Another important aspect which needs to be addressed is socio-cultural and behavioral dimensions of SCD management, which are largely unaddressed. The cultural barriers and social stigma prevailing in tribal population result in delays in timely diagnosis and treatment, eventually exacerbating complications. There is a need for adopting a strong social and behavior change communication (SBCC) and advocacy, communication, and social mobilization (ACSM) approaches to address diverse cultural, traditional, religious, and socio-economic concerns, particularly among tribal populations.^[42] SBCC interventions, such as culturally tailored IEC materials, creating community role models and community ambassadors, may contribute to reshape perspectives, promote early screening, and improve treatment adherence.
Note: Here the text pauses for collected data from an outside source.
PR #185, opened 2018-02-02
Fixed: XGBoost direct marketing.  Train with CSV and update markdown.

djarpin:
Tested in ml.m4.xlarge instance and runs correctly.

### DIFF
--- a/introduction_to_applying_machine_learning/xgboost_direct_marketing/xgboost_direct_marketing_sagemaker.ipynb
+++ b/introduction_to_applying_machine_learning/xgboost_direct_marketing/xgboost_direct_marketing_sagemaker.ipynb
@@ -511,7 +511,9 @@
     "## Evaluation\n",
     "There are many ways to compare the performance of a machine learning model, but let's start by simply comparing actual to predicted values.  In this case, we're simply predicting whether the customer subscribed to a term deposit (`1`) or not (`0`), which produces a simple confusion matrix.\n",
     "\n",
-    "First we'll need to determine how we pass data into and receive data from our endpoint.  Our data is currently stored as NumPy arrays in memory of our notebook instance.  To send it in an HTTP POST request, we'll serialize it as a CSV string and then decode the resulting CSV."
+    "First we'll need to determine how we pass data into and receive data from our endpoint.  Our data is currently stored as NumPy arrays in memory of our notebook instance.  To send it in an HTTP POST request, we'll serialize it as a CSV string and then decode the resulting CSV.\n",
+    "\n",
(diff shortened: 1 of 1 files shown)


mattflo-outpace:
so, csv is working fine, but there's a problem with libsvm?

mattflo-outpace:
yep. csv seems to work fine!

introduction_to_applying_machine_learning/xgboost_direct_marketing/xgboost_direct_marketing_sagemaker.ipynb
```diff
@@ -348,18 +356,19 @@
    "cell_type": "markdown",
    "metadata": {},
    "source": [
-    "Amazon SageMaker's XGBoost container expects data in the libSVM data format.  This expects features and the target variable to be provided as separate arguments.  Let's split these apart.  Notice that although repetitive it's easiest to do this after the train|validation|test split rather than before.  This avoids any misalignment issues due to random reordering."
+    "Amazon SageMaker's XGBoost container expects data in the libSVM or CSV data format.  For this example, we'll stick to CSV.  Note that the first column must be the target variable and the CSV should not include headers.  Also, notice that although repetitive it's easiest to do this after the train|validation|test split rather than before.  This avoids any misalignment issues due to random reordering."
```
ssaini4: For training, SageMaker XGBoost expects the CSV and LibSVM datasets to have the target variable in the first column. 
For testing, SageMaker XGBoost expects CSV datasets to NOT have target variables. Only features are required. However, for LibSVM the test dataset may or may not have the target variables in the first column

djarpin: Updated the markdown, but did so closer to the inference section where I think it's more relevant.

mattflo-outpace: So, was this a change? The livsvm version of this example notebook clearly removed the target column? If this was a change, is there somewhere we should be looking for such important changes?

djarpin: XGBoost always supported LibSVM and CSV as training and inference formats.  And CSV inference always required the target column to be removed.  The wording change is just there to provide additional detail and more clarity on the topic.  We're still investigating what drove the problem in the earlier version of the notebook.  So, no changes to the XGBoost algorithm yet.  Thanks for your interest.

The Ministry of Tribal Affairs has recently introduced a new initiative, “Going Online as Leaders” as part of the health for all for making turning community members into ambassadors for spreading knowledge.^[37] Simultaneously, ACSM initiative can bring together local leaders, frontline workers, and grassroots organizations on same platform to advocate for policy implementation, increased utilization of health facilities, and community participation.^[43] Philanthropists and civil societies can also be involved for enhancing outreach, funding, and healthcare infrastructure to bridge the gaps in remote areas.

CONCLUSION

Notwithstanding recent advancements in screening, diagnosis, and management of SCD, there is an imperative need of efforts toward improving overall quality of life of SCD individuals, spanning beyond medical management. Integrating SBCC and ACSM through programs may culminate in the socio-cultural transformation required for long-term success. With a robust political commitment, microplanning strategies, intersectoral collaboration, and community participation, NSCAEM, India can serve as a global model for sickle cell control in low-resource settings.